WHAT THIS TASK INVOLVES: Select and reproduce each line of the listing below that bears the string "they".

DATA FOR ANALYSIS:
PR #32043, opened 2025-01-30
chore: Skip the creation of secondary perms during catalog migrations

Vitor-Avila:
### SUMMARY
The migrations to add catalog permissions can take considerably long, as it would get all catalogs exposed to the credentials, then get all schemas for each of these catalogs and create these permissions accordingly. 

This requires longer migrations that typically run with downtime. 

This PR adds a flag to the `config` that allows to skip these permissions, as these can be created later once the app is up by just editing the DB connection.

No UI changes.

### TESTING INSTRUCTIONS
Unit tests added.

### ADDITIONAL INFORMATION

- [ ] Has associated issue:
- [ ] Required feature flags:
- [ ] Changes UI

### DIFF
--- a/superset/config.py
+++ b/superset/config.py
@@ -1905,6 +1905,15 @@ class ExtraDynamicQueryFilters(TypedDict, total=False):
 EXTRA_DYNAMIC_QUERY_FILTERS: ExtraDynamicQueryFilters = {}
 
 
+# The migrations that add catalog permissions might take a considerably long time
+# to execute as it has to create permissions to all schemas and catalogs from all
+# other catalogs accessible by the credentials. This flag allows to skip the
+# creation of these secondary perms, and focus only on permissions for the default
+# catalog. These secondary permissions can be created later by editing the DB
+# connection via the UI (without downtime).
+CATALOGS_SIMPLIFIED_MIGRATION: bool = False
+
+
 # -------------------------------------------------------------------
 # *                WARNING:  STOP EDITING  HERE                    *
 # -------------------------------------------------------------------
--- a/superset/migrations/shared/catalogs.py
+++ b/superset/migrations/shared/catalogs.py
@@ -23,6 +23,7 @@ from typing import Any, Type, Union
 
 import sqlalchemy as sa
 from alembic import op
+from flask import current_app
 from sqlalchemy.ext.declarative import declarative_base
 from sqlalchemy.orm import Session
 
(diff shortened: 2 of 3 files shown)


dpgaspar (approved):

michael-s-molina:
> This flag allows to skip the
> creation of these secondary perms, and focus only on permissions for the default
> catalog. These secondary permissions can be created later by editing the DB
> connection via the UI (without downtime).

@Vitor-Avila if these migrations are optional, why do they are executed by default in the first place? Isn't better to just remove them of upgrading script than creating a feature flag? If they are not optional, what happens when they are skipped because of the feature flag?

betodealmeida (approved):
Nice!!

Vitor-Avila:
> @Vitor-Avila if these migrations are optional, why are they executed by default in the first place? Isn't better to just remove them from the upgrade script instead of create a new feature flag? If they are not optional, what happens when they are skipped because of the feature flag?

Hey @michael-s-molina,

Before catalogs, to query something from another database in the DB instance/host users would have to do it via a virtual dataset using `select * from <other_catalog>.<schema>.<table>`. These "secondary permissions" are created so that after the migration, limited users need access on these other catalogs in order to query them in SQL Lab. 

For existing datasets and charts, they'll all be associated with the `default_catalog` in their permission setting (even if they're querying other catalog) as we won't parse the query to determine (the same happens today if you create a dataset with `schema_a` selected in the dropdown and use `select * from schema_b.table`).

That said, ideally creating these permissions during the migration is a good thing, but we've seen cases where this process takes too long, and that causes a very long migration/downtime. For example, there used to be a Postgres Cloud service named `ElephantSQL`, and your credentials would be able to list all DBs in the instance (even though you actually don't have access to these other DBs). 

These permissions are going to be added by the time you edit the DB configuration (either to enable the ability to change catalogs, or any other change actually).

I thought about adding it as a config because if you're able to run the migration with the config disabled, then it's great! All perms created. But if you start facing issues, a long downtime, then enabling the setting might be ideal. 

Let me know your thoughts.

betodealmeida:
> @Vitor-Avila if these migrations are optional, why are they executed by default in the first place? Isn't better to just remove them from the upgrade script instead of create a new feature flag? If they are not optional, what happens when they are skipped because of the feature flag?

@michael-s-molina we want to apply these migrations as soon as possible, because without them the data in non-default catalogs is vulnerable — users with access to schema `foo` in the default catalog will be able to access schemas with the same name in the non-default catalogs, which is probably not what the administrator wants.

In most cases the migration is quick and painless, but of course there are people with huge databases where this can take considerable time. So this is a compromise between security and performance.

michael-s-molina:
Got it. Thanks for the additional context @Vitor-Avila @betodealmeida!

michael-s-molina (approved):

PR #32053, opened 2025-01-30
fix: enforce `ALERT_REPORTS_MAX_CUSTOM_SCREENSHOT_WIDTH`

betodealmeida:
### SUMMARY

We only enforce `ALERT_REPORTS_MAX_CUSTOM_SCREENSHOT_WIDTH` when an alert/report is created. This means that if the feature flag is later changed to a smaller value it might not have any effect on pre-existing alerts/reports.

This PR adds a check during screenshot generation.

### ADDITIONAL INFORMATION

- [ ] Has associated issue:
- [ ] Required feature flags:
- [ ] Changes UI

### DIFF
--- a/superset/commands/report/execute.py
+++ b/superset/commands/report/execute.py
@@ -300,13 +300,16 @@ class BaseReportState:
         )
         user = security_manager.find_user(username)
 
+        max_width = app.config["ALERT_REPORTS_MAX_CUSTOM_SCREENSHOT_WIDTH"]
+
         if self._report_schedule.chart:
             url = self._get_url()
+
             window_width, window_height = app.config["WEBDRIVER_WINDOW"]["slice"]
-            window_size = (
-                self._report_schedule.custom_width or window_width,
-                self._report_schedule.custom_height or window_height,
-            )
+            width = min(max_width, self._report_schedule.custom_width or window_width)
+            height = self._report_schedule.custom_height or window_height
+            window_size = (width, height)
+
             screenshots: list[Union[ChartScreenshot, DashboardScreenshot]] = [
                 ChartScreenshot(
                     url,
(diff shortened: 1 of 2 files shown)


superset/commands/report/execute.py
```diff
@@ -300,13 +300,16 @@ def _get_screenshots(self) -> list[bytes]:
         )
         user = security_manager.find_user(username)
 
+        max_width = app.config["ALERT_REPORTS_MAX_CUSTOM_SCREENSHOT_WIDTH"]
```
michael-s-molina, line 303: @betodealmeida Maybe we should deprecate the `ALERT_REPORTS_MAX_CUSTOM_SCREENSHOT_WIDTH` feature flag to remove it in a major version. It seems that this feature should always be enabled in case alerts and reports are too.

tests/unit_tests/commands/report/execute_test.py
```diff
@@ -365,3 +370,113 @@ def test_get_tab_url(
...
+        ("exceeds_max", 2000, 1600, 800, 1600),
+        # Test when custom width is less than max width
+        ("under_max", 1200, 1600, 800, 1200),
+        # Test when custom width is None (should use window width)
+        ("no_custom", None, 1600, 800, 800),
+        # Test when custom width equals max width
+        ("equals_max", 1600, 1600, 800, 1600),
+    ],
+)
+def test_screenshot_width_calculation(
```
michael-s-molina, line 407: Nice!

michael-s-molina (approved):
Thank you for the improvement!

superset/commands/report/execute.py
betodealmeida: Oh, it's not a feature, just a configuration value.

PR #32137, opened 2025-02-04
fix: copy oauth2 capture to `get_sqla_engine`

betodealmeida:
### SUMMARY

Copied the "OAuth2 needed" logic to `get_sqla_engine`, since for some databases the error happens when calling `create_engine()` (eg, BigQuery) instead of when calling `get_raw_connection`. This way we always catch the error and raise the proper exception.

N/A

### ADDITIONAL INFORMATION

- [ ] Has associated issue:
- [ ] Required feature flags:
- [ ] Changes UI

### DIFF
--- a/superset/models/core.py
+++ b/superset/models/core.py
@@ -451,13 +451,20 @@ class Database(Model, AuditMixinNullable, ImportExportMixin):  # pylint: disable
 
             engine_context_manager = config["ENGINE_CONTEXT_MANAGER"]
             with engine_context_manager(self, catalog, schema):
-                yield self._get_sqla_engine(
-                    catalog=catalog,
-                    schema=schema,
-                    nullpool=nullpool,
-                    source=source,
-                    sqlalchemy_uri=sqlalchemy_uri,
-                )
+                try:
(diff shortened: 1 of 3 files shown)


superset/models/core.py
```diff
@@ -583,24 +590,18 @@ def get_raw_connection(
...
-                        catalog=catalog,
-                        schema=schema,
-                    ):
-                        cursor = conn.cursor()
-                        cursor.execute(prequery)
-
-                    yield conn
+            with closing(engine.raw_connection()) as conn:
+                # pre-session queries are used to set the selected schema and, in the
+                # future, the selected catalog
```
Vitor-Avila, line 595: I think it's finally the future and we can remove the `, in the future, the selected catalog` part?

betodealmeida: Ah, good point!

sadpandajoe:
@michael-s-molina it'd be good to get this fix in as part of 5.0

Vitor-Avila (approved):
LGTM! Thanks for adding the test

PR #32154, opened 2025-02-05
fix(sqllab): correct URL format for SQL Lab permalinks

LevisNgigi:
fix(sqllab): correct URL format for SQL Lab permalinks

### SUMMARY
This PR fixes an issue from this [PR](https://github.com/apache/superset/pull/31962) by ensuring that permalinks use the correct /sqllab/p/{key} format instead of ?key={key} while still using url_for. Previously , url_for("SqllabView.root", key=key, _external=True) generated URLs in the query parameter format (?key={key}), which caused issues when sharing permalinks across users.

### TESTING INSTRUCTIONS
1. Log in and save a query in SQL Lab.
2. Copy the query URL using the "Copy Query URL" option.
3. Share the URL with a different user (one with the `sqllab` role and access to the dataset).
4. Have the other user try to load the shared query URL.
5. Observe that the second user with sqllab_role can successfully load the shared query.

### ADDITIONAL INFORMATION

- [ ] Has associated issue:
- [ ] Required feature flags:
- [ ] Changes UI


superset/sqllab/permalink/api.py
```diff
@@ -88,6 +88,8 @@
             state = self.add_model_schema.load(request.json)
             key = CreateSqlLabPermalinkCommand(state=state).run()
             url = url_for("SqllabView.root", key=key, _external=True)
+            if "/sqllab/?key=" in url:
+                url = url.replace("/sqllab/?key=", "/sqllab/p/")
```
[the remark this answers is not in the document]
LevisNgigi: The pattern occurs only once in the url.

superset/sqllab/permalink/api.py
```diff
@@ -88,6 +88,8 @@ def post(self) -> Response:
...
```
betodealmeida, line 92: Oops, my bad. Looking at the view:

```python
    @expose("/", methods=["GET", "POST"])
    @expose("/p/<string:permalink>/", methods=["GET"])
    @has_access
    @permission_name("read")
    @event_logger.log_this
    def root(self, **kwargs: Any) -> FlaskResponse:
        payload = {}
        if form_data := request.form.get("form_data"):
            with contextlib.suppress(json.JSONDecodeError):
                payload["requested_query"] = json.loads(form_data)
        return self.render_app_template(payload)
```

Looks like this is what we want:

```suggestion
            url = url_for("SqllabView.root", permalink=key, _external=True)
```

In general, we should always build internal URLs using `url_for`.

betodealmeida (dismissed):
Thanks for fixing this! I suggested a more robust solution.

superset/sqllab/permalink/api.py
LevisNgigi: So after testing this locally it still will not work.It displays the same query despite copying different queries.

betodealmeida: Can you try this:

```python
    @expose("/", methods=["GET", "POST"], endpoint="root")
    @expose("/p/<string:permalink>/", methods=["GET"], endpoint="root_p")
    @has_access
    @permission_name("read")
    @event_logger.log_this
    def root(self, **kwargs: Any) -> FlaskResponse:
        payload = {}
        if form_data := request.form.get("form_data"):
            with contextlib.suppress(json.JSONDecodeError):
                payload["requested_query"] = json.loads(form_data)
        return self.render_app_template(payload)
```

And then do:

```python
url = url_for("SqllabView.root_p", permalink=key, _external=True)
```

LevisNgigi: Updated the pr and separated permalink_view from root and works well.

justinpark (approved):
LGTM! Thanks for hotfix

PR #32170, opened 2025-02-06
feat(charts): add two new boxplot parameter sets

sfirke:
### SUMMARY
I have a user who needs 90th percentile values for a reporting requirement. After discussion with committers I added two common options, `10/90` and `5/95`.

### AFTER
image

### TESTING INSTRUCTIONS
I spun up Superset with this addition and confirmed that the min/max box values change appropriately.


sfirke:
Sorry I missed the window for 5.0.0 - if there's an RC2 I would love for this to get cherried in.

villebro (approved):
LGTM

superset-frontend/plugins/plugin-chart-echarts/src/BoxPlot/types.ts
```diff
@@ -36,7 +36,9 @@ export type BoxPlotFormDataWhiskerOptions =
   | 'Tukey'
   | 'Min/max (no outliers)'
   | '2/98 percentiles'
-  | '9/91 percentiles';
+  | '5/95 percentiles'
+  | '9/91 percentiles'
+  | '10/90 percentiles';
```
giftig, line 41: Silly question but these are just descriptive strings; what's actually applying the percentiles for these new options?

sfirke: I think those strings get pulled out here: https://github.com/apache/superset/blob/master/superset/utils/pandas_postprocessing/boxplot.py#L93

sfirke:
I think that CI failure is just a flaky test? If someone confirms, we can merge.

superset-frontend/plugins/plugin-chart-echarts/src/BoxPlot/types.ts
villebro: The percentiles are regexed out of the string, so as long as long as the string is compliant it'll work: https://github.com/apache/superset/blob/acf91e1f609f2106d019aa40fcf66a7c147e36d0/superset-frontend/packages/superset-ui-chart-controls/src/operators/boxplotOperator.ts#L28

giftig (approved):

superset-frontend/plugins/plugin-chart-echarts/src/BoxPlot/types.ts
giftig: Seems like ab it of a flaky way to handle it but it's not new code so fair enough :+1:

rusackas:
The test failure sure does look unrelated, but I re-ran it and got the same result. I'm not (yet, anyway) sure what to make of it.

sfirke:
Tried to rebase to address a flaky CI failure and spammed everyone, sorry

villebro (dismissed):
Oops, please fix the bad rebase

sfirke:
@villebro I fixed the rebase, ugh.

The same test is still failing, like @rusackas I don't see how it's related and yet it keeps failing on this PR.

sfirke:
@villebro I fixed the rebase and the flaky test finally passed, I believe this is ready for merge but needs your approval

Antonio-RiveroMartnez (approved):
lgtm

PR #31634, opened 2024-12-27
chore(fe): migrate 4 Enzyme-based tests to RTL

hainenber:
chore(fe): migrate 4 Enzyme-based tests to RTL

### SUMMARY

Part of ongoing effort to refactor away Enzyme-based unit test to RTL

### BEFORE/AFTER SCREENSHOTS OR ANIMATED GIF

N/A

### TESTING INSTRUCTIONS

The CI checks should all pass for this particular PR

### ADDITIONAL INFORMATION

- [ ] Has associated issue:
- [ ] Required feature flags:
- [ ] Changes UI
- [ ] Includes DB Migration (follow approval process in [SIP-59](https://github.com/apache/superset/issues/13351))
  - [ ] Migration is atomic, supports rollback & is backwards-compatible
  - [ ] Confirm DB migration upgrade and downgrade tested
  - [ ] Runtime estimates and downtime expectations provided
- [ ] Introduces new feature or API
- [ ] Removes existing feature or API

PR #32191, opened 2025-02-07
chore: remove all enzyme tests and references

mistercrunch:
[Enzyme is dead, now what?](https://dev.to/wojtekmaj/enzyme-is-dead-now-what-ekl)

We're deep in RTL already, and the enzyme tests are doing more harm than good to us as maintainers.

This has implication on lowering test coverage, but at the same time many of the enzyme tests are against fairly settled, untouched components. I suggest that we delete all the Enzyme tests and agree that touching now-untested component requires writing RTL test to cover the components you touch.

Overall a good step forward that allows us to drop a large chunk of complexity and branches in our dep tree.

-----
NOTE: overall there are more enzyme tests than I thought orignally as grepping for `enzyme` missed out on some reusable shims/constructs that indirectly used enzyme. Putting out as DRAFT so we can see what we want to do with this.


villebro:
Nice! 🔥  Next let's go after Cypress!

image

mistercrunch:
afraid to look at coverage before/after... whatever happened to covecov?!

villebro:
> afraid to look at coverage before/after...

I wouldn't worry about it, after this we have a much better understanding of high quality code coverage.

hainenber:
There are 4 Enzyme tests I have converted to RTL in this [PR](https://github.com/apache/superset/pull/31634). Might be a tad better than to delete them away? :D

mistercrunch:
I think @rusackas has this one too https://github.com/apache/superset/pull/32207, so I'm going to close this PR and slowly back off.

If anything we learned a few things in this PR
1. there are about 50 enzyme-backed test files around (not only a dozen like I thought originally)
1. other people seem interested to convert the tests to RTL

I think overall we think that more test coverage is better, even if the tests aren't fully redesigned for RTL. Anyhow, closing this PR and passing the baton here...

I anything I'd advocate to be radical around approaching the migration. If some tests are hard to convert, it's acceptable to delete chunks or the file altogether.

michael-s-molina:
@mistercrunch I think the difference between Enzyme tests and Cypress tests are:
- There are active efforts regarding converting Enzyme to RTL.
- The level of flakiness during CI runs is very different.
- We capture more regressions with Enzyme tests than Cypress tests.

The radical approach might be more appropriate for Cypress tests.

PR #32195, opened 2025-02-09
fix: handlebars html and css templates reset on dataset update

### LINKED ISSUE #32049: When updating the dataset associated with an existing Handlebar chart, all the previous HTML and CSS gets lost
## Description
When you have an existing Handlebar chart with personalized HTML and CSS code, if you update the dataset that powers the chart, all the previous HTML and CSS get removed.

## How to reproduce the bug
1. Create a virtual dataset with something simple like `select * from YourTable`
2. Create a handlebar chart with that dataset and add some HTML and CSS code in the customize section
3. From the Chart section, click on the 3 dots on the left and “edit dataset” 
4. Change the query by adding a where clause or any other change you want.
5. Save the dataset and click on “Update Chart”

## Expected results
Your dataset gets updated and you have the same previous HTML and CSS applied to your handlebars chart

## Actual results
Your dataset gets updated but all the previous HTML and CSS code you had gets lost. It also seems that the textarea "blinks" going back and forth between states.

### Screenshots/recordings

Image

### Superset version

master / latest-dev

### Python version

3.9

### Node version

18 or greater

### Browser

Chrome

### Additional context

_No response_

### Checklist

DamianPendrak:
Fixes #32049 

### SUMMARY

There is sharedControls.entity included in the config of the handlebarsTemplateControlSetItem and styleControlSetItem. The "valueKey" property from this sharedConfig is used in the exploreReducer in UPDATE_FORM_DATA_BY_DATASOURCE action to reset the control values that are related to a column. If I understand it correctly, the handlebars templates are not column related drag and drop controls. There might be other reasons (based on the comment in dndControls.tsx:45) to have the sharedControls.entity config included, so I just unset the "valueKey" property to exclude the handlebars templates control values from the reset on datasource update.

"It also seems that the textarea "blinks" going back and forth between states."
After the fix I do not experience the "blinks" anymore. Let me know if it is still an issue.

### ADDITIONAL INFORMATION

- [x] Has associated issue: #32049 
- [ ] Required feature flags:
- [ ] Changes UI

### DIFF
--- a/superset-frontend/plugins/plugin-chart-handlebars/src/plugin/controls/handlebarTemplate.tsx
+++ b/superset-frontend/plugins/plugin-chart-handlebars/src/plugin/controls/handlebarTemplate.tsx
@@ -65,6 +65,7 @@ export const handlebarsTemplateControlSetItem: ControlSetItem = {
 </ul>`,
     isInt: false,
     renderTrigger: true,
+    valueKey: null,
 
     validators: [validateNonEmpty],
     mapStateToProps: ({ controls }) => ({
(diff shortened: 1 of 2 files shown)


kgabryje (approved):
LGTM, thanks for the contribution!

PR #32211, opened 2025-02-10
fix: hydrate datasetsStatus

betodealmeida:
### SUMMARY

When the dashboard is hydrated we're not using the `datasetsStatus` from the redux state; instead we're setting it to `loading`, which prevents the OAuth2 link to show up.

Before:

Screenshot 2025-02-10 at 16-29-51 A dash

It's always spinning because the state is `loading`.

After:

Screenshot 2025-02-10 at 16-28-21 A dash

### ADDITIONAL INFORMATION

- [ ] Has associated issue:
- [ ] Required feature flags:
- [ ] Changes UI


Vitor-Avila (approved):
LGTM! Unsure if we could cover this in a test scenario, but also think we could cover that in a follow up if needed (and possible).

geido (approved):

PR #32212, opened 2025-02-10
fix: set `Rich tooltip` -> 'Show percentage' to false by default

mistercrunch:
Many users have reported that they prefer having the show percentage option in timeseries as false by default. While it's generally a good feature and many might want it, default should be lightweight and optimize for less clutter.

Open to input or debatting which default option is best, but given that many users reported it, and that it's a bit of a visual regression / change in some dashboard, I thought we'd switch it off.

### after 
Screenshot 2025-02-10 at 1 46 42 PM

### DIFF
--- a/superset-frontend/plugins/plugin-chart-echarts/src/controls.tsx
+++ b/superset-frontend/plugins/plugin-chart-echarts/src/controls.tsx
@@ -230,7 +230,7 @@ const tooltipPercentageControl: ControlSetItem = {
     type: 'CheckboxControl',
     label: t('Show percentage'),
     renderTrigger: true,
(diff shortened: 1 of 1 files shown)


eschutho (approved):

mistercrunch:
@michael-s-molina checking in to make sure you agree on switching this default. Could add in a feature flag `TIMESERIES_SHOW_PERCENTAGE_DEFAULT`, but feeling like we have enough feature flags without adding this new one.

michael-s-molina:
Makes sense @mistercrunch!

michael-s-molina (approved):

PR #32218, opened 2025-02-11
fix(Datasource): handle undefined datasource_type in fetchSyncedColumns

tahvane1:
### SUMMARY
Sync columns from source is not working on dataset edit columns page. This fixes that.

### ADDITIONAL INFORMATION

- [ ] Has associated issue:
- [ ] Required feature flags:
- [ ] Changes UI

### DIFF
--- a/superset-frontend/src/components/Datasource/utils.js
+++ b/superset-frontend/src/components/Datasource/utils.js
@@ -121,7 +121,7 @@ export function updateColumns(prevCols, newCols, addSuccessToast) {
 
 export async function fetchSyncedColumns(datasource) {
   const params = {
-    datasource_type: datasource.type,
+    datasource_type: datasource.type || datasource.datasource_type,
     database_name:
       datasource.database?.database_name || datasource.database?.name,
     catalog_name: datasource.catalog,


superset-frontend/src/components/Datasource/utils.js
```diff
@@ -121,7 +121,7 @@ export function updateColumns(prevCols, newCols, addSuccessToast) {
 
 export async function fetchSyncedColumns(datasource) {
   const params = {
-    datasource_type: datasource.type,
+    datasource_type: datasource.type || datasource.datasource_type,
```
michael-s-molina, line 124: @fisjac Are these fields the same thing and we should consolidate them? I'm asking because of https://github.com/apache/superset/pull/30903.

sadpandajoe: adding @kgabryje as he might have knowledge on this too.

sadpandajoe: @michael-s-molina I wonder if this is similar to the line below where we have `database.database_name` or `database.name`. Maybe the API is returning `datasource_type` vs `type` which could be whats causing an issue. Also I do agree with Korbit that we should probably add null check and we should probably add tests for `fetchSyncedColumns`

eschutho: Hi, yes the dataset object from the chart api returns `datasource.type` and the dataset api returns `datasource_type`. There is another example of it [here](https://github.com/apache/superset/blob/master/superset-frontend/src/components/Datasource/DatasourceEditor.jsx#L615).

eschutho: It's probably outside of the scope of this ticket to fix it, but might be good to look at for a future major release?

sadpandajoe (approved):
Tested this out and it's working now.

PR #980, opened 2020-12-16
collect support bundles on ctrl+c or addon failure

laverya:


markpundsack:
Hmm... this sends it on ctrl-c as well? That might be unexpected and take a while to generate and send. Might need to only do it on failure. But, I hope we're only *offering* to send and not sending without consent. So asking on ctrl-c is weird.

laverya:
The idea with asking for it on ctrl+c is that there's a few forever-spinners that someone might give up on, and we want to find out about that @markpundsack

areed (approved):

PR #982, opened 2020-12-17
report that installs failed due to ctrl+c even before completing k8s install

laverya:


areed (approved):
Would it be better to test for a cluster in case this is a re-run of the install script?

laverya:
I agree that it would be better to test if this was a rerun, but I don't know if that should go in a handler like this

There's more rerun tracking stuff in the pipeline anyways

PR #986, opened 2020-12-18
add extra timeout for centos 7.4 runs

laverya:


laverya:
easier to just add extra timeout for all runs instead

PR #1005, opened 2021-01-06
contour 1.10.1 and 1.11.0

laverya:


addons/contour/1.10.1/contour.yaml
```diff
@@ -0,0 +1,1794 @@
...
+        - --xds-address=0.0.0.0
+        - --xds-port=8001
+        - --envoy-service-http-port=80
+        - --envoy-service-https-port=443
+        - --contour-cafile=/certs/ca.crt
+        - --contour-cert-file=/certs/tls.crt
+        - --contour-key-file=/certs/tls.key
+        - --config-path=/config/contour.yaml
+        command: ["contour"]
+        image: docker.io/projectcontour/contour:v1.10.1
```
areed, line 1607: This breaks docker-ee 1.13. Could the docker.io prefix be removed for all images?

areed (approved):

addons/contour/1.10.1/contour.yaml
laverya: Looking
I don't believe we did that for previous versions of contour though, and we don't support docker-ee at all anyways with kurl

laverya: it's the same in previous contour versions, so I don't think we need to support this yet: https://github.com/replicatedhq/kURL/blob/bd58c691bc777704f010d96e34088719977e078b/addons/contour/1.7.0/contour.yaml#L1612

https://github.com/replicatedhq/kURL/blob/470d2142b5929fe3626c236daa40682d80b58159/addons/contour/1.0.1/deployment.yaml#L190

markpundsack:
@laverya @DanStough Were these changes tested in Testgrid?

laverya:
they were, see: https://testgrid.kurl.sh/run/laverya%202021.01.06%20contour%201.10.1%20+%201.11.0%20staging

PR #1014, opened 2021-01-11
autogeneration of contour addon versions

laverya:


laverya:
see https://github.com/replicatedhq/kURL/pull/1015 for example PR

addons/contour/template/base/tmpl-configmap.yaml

FINAL ANSWER:
@Vitor-Avila if these migrations are optional, why do they are executed by default in the first place? Isn't better to just remove them of upgrading script than creating a feature flag? If they are not optional, what happens when they are skipped because of the feature flag?
> @Vitor-Avila if these migrations are optional, why are they executed by default in the first place? Isn't better to just remove them from the upgrade script instead of create a new feature flag? If they are not optional, what happens when they are skipped because of the feature flag?
For existing datasets and charts, they'll all be associated with the `default_catalog` in their permission setting (even if they're querying other catalog) as we won't parse the query to determine (the same happens today if you create a dataset with `schema_a` selected in the dropdown and use `select * from schema_b.table`).
> @Vitor-Avila if these migrations are optional, why are they executed by default in the first place? Isn't better to just remove them from the upgrade script instead of create a new feature flag? If they are not optional, what happens when they are skipped because of the feature flag?
Many users have reported that they prefer having the show percentage option in timeseries as false by default. While it's generally a good feature and many might want it, default should be lightweight and optimize for less clutter.
they were, see: https://testgrid.kurl.sh/run/laverya%202021.01.06%20contour%201.10.1%20+%201.11.0%20staging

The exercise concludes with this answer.